:: WHAT THIS TASK INVOLVES ::
Write out every line from the listing below where the string "sure" is found.

:: EXTRACTED INFORMATION ::
PR #6463, opened 2016-05-18
Update user endpoint to accept country code and language.

### LINKED ISSUE #6442: Externally created users should have the right language
#### Current Behavior
- users who are created programaticaaly get assigned `global-english` even if we have their address as being in the US
- because global english is the default, they all are being assigned the default language
#### Desired Behavior
- allow external services to either set a language, or have drupal infer the correct language if an address is provided

refs #6159

DFurnes:
#### What's this PR do?

This updates the API endpoint to _not_ try to use the Fastly header to set a user's country code. Since these requests are (almost?) exclusively coming from our own internal services, this will always just set the user's country to the location of the server (US).

The endpoint now accepts a `country` value, which will be saved to the user's address field. If nothing is provided for that field, it defaults to `US`.

Hit that endpoint. Does it now save a country code and language? It should.

Should it default to US? Or should we try to save `null` to that user's country? Also, should we consider allowing this endpoint to accept a full address?
#### Relevant tickets

Fixes #6442.
#### Checklist

### DIFF
--- a/lib/modules/dosomething/dosomething_api/resources/member_resource.inc
+++ b/lib/modules/dosomething/dosomething_api/resources/member_resource.inc
@@ -180,19 +180,8 @@ function _member_resource_create($account) {
 
   dosomething_user_set_fields($edit, $fields);
 
-  // Set user's language if provided, or infer from country code
-  if(! empty($account['language'])) {
-    $languages = array_keys(variable_get('dosomething_global_language_map', ''));
-
-    // Only allow whitelisted languages.
-    if(! in_array($account['language'], $languages)) {
-      return services_error(t('The language @language is not supported.', ['@language' => $account['language']]), 422);
-    }
-
-    $edit['language'] = $account['language'];
-  } else {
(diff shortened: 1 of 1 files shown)


angaither:
@DFurnes mind knocking out #6442 along with this?

angaither:
oh, i see you said fixes that, but this just sets the country, and not the matching language, right?

DFurnes:
Oh, I failed reading comprehension there. Will add that part into this PR too. 😁

DFurnes:
@angaither Updated that in 1c77cd8. Let me know if you think there's a better approach.

Also, will update wiki documentation once this is merged.

angaither:
@DFurnes do you think we should allow a language input? I was thinking we should just set it based on the country

DFurnes:
Oh, that seems fine too! And is a bit more consistent with how we do things on the web.

DFurnes:
@angaither And removed in dce0cf9! Cleans things up quite nicely.

angaither:
👍 🚢 🌍

PR #6465, opened 2016-05-18
Fix warnings on pulling staging database.

### LINKED ISSUE #6312: Warnings when pulling from staging
#### Current Behavior

When you pull updates from the staging database, some warnings are fired because null is given as the second argument to `array_key_exists` [on line 80 in `preprocess_node.inc`](https://github.com/DoSomething/phoenix/blob/8fc28b63d4657d6a71ce6d79a9b2e38a1a1a7085/lib/themes/dosomething/paraneue_dosomething/includes/preprocess/preprocess_node.inc#L80), since the Fastly header is not set and so neither is `$country_contact_emails`.

```
array_key_exists() expects parameter 2 to be array, null given preprocess_node.inc:80
```
#### Desired Behavior

There should not be warnings.
#### Steps to Replicate

When you run `ds pull stage --db`, you'll see a bunch of errors which shouldn't be there.
#### Why This Matters

Warnings are ugly. :warning: :no_good: 

screen shot 2016-03-23 at 5 14 55 pm

DFurnes:
#### What's this PR do?

This only attempts to check the `$country_contact_emails` array when there actually is a country code to check for, silencing warnings during the DB pull command.

If you run `ds pull stage --db` then you shouldn't see errors.

🌊 
#### Relevant tickets

Fixes #6312.
#### Checklist

### DIFF
--- a/lib/themes/dosomething/paraneue_dosomething/includes/preprocess/preprocess_node.inc
+++ b/lib/themes/dosomething/paraneue_dosomething/includes/preprocess/preprocess_node.inc
@@ -69,15 +69,13 @@ function paraneue_dosomething_add_info_bar(&$vars) {
   if (module_exists('dosomething_global')) {
     $country_code = dosomething_global_get_current_prefix();
 
-    if ($country_code) {
-      $country_contact_emails = array(
-        'br' => 'ajuda@dosomething.org',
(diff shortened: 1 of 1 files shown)


angaither:
:shipit:

Issue #6409, opened 2016-05-04
Fix issue where multiple Drupal users share the same email.


DFurnes:
#### Current Behavior

There are currently a bunch of users (both old and new) that are registered with the same value in the `mail` column in the users table. This is kinda a bummer since we should really only have one account per email. 😞 📬 
#### Desired Behavior

We need to do some more research on how Drupal is currently treating users with duplicate emails (like when you try to log in with that email, which account does it pick?), and then remove the duplicate users who are not being actively used (and perhaps merge their activity into the "active" accounts?)
#### Steps to Replicate

Try running this real outrageous 🐬 query:

``` sql
SELECT group_concat(u.uid), u.name, u.mail, m.field_mobile_value, s.field_user_registration_source_value, from_unixtime(u.access), count(u.mail)
FROM users u
LEFT JOIN field_data_field_mobile m on m.entity_id = u.uid 
left join field_data_field_user_registration_source s on s.entity_id = u.uid
GROUP BY u.mail
HAVING COUNT(u.mail) > 1
ORDER BY u.mail
```
#### Why This Matters

When trying to sync users with Northstar, we're getting validation errors because we're trying to make multiple users that all share the same "unique" field. It's also super confusing how this even _works_ in Phoenix so it'd be nice to figure out that mystery!

📪 🌵

DFurnes:
New query that seems to be a bit more helpful:

``` sql
SELECT u.uid, u.mail, from_unixtime(u.created), from_unixtime(u.access), m.field_mobile_value, s.field_user_registration_source_value FROM users u
LEFT JOIN field_data_field_mobile m ON m.entity_id = u.uid 
LEFT JOIN field_data_field_user_registration_source s ON s.entity_id = u.uid
WHERE mail IN (SELECT mail FROM users GROUP BY mail HAVING COUNT(mail) > 1);
```

mshmsh5000:
In case we haven't posted the explanation elsewhere:
- There's no `UNIQUE` constraint on `mail` in the `users` table, so MySQL's not gonna stop you.
- Drupal's default user form validation will [catch duplicate email addresses](https://github.com/drupal/drupal/blob/7.x/modules/user/user.module#L1273), so these are most likely from when we've bypassed either that validation or form submission entirely (API calls?).

angaither:
Most (if not all) of the cases appear to be two (or more) users created right in a row. the ol' double ping. the clickly-click. 

[...]

PR #6475, opened 2016-05-19
Add script to remove duplicate emails.

DFurnes:
#### What's this PR do?

This PR adds a simple script to remove any duplicate emails in the database.

Check out the query/script and make sure I'm not doing something silly. I've checked a random sampling of the emails for accounts matched by the query, and none of them are the accounts that are being resolved by Drupal on login.

Once we run this to remove existing dupes, we should update the schema to make this column have a `UNIQUE` constraint to make sure this can't happen again.
#### Relevant tickets

References #6409.
#### Checklist

### DIFF
--- a/scripts/remove-duplicate-emails.php
+++ b/scripts/remove-duplicate-emails.php
@@ -6,7 +6,9 @@
  * drush --script-path=../scripts/ php-script remove-duplicate-emails.php
  */
 
-$users = db_query('SELECT * FROM users u WHERE mail IN (SELECT mail FROM users GROUP BY mail HAVING COUNT(mail) > 1);');
+$users = db_query('SELECT * FROM users 
+  WHERE mail IN (SELECT mail FROM users GROUP BY mail HAVING COUNT(mail) > 1)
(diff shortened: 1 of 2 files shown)


scripts/remove-duplicate-emails.php
```diff
@@ -0,0 +1,29 @@
+<?php
+/**
+ * Script to remove users with
+ *
+ * to run:
+ * drush --script-path=../scripts/ php-script remove-duplicate-emails.php
+ */
+
+$users = db_query('SELECT * FROM users
```
angaither: two things
1. I would say only select UID (since we don't need the whole dang row)
2. I had trouble running [this](https://github.com/DoSomething/phoenix/blob/dev/scripts/export-users-to-northstar.php) script because that table is giant on prod, so I would suggest setting a var on the last user deleted and order by UID to start off where it died

DFurnes: 1. Good call. ❌ 
2. Ooof, yeah 203 seconds. Since it's iterating over a heavily filtered set of UIDs (rather than the whoooooole thing like the other script), I'm not sure saving a UID would help out too much. But on the bright side, we can easily just keep running this script over and over until there's no more dupes.

angaither:
👍  works for meeee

:: THE COMPLETED TASK ::
Check out the query/script and make sure I'm not doing something silly. I've checked a random sampling of the emails for accounts matched by the query, and none of them are the accounts that are being resolved by Drupal on login.
Once we run this to remove existing dupes, we should update the schema to make this column have a `UNIQUE` constraint to make sure this can't happen again.
2. Ooof, yeah 203 seconds. Since it's iterating over a heavily filtered set of UIDs (rather than the whoooooole thing like the other script), I'm not sure saving a UID would help out too much. But on the bright side, we can easily just keep running this script over and over until there's no more dupes.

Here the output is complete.